#### Input material:
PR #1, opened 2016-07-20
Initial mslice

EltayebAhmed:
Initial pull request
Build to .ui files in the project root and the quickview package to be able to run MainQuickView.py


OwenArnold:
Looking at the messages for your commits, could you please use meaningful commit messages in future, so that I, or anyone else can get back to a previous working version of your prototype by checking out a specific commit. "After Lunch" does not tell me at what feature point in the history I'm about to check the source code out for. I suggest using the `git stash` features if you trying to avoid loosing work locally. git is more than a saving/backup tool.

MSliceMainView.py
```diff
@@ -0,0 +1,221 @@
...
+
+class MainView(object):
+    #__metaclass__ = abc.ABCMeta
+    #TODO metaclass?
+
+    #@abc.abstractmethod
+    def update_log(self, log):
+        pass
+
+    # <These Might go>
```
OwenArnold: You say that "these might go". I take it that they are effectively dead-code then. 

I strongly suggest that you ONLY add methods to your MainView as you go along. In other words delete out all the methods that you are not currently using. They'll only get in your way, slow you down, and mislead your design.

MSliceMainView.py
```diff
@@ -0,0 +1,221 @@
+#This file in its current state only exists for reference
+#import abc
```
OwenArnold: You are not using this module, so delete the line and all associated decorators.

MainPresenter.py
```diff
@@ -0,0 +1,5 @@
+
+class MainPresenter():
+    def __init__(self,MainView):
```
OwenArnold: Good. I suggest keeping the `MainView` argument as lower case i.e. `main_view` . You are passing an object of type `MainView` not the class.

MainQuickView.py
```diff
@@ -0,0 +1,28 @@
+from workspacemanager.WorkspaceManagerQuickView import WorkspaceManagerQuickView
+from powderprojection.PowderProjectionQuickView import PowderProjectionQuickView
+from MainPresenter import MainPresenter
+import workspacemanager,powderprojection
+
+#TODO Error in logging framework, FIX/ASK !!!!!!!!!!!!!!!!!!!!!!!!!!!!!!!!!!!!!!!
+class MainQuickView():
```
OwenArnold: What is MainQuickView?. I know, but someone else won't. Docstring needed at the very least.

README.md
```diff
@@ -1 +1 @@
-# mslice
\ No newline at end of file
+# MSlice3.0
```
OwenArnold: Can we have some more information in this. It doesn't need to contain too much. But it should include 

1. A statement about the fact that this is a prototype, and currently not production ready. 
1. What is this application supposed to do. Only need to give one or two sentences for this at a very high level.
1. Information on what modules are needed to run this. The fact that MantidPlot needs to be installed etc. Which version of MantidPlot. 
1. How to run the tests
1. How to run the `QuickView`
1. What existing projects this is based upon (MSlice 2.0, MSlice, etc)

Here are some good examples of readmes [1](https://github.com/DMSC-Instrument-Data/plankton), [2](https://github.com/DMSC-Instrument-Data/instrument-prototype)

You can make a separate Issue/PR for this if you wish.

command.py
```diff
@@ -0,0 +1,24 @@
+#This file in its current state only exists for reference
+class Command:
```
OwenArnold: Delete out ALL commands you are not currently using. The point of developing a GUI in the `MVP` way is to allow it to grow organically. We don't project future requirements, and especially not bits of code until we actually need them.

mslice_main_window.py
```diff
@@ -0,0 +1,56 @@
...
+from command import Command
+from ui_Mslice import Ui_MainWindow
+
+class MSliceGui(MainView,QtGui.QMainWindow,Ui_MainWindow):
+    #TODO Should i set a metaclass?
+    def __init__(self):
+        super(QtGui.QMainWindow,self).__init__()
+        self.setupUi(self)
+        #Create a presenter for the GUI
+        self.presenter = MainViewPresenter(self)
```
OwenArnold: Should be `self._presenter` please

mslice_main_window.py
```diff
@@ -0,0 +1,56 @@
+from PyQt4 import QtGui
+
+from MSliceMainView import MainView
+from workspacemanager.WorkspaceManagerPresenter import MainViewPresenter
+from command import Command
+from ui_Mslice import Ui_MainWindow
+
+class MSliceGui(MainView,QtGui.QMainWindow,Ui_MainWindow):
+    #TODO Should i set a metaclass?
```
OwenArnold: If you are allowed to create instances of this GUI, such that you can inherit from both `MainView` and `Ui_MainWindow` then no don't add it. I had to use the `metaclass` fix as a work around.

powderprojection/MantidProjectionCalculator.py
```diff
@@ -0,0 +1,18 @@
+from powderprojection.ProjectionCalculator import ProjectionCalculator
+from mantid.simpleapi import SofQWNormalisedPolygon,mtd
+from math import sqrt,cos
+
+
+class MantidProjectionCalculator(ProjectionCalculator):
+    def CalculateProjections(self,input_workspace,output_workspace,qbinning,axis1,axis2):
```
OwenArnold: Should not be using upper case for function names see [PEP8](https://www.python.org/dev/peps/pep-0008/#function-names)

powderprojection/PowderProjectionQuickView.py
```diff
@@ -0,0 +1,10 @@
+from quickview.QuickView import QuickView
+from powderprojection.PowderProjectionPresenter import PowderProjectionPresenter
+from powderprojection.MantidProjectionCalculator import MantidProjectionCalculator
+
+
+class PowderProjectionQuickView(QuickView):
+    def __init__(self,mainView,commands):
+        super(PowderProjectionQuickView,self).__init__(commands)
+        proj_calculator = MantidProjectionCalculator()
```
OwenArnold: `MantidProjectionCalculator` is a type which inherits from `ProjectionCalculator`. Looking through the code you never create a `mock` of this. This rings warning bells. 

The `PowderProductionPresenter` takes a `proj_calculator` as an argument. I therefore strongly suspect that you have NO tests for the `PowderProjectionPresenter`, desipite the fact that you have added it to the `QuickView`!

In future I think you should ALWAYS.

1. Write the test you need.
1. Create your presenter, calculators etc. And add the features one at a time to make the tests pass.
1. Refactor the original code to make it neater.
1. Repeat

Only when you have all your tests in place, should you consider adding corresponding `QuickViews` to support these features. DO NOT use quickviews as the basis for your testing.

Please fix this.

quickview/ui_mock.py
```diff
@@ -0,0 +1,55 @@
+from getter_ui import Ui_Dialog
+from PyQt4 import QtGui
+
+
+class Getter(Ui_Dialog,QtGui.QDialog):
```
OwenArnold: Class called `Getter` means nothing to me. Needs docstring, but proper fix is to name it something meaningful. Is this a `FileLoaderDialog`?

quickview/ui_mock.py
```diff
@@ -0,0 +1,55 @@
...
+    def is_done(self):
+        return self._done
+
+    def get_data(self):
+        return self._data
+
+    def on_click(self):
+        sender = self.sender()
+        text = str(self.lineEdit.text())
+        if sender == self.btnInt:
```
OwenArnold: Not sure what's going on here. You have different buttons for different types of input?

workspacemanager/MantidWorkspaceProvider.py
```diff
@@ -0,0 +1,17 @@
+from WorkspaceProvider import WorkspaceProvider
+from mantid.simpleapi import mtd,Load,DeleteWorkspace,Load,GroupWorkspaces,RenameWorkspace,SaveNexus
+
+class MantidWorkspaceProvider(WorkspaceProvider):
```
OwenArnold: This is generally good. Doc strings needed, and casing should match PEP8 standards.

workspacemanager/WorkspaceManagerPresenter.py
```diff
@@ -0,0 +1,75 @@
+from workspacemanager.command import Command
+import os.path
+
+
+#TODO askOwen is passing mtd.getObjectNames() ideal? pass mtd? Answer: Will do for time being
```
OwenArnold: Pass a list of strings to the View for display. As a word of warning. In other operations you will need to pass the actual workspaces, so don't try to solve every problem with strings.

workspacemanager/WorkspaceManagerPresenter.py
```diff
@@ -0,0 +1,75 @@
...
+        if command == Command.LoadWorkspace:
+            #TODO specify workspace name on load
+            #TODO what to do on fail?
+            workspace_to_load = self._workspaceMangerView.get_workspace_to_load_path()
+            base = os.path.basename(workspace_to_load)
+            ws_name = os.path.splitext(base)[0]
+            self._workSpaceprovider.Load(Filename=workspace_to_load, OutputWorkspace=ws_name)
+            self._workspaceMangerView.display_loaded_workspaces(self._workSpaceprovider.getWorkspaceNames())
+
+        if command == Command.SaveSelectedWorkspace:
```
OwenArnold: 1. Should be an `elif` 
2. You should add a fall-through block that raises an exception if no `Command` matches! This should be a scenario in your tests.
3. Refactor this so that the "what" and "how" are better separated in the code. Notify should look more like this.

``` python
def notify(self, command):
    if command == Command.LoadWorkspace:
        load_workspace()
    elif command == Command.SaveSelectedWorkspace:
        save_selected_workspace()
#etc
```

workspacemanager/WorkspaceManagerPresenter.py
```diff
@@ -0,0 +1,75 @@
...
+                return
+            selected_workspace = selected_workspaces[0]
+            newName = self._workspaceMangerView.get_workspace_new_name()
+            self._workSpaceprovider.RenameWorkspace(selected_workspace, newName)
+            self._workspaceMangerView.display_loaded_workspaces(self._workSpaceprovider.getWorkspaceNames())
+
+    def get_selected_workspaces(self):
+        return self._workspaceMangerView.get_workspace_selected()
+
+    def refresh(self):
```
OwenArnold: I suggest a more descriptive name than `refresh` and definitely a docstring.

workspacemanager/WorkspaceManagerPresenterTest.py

#### Activity:
Check each line of the listing above for the string "PowderProjectionQuickView", and report how many lines contain it, as a number alone.

#### Expected answer:
4